[Input records]
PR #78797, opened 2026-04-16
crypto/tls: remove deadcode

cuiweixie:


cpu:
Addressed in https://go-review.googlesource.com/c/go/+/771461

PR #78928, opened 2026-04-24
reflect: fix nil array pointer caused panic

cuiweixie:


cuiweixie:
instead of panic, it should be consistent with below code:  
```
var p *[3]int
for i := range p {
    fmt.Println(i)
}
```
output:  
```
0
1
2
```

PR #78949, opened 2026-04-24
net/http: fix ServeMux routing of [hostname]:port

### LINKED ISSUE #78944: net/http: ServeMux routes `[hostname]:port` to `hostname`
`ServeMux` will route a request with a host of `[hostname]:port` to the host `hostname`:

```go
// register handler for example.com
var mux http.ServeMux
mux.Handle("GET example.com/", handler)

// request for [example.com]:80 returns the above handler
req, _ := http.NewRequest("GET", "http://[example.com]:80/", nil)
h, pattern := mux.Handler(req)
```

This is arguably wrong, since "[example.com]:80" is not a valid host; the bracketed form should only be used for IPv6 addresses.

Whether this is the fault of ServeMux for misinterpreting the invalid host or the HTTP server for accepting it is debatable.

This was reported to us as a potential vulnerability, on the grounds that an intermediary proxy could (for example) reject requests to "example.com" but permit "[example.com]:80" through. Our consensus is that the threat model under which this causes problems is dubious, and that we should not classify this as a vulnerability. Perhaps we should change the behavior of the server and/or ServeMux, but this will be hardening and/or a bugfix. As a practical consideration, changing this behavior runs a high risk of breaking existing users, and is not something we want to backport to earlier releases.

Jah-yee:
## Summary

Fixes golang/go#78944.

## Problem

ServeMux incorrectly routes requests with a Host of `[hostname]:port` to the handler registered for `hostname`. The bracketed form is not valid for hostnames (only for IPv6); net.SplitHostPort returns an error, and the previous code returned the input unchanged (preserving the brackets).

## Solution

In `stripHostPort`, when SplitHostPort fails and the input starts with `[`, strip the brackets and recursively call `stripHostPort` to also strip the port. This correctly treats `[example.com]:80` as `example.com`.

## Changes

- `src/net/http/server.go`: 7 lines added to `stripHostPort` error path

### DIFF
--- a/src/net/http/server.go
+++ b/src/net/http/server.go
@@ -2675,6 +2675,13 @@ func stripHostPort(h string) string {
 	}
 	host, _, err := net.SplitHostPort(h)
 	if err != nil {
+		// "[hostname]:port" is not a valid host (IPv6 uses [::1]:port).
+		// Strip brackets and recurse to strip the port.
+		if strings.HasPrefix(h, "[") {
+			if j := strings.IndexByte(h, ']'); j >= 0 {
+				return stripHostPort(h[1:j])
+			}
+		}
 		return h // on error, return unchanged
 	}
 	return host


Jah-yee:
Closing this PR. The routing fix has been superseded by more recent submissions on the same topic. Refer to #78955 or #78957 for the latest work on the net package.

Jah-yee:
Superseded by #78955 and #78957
[/Input records]
Your answer must consist solely of the lines above between the line holding "--- a/src/net/http/server.go" and the line holding "to strip the port.", inclusive, copied exactly.

--- a/src/net/http/server.go
+++ b/src/net/http/server.go
@@ -2675,6 +2675,13 @@ func stripHostPort(h string) string {
 	}
 	host, _, err := net.SplitHostPort(h)
 	if err != nil {
+		// "[hostname]:port" is not a valid host (IPv6 uses [::1]:port).
+		// Strip brackets and recurse to strip the port.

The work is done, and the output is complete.